** EXTRACTED RECORDS follows **

PR #58, opened 2025-01-26
Update configs for cylinder and ascii

daphnedemekas:
┆Issue is synchronized with this [Asana task](https://app.asana.com/0/1209230969804461/1209243457565709) by [Unito](https://www.unito.io)


configs/env/mettagrid/ascii.yaml
```diff
@@ -0,0 +1,35 @@
+defaults:
```
daveey, line 1: Is this a specific eval? In that case, let’s give it a real name, not “ascii.yaml”. If it’s a test or example, let’s put it into examples

configs/env/mettagrid/cylinder.yaml
```diff
@@ -0,0 +1,40 @@
...
+      border_width: 1
+      width: ${make_odd:${uniform:10,40,21}}
+      height: ${make_odd:${uniform:10,40,21}}
+      cylinder_params:
+        length: ${uniform:10,40,21}
+        orientation: 'horizontal'
+        both_ends: true
+      
+
+  objects:
```
daveey, line 23: Are these the settings we want for the cylinder test? If so, great, just wanted to make sure

daveey (changes requested):

configs/env/mettagrid/cylinder.yaml
daphnedemekas: ideally, the orientation would be like orientation: ${choice:['horizontal','vertical']} in the same way that you have the uniform sampling. and for cylinder both_ends we could also have those be randomly sampled
But that doesn't seem to be compatible with omegaconf or something, i can't seem to figure out how to do that, do you know how?

configs/env/mettagrid/ascii.yaml
daphnedemekas: The triangle ascii map is a specific eval which this file references as uri, but I named it ascii because we can specify any ascii map here and keep it general if we wanted to, but I can see how that would make more sense in an examples dir. Do we have one? I can't find one but happy to make. I changed this to triangle.yaml for now, it is a super basic one, maybe unnecessary to have explicitly

daphnedemekas:
This PR should only be merged once we have merged in https://github.com/Metta-AI/mettagrid/pull/34 for mettagrid due to some filename changes

configs/env/mettagrid/ascii.yaml
daveey: feel free to make an examples/ dir

configs/env/mettagrid/cylinder.yaml
daveey: this comment was refering to the "objects" clause, since that's where game rules are set. 

for orientation, it seems like you can just use "horizontal: true | false", which would let us sweep over int=[0|1]

daveey (changes requested):

configs/env/mettagrid/cylinder.yaml
daphnedemekas: Oh right yeah I see, I had just copied those over from the mazes. I removed it so we can have them be default for now, since this test is just about locating the generator. can think more about if we want to specialize the objects later on. And OK i changed to bools

daveey (approved):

** End of EXTRACTED RECORDS **

EXERCISE REQUIREMENTS
Filter the data above, keeping only lines that include the string "daveey".

SOLUTION TO THIS TASK
daveey, line 1: Is this a specific eval? In that case, let’s give it a real name, not “ascii.yaml”. If it’s a test or example, let’s put it into examples
daveey, line 23: Are these the settings we want for the cylinder test? If so, great, just wanted to make sure
daveey (changes requested):
daveey: feel free to make an examples/ dir
daveey: this comment was refering to the "objects" clause, since that's where game rules are set. 
daveey (changes requested):
daveey (approved):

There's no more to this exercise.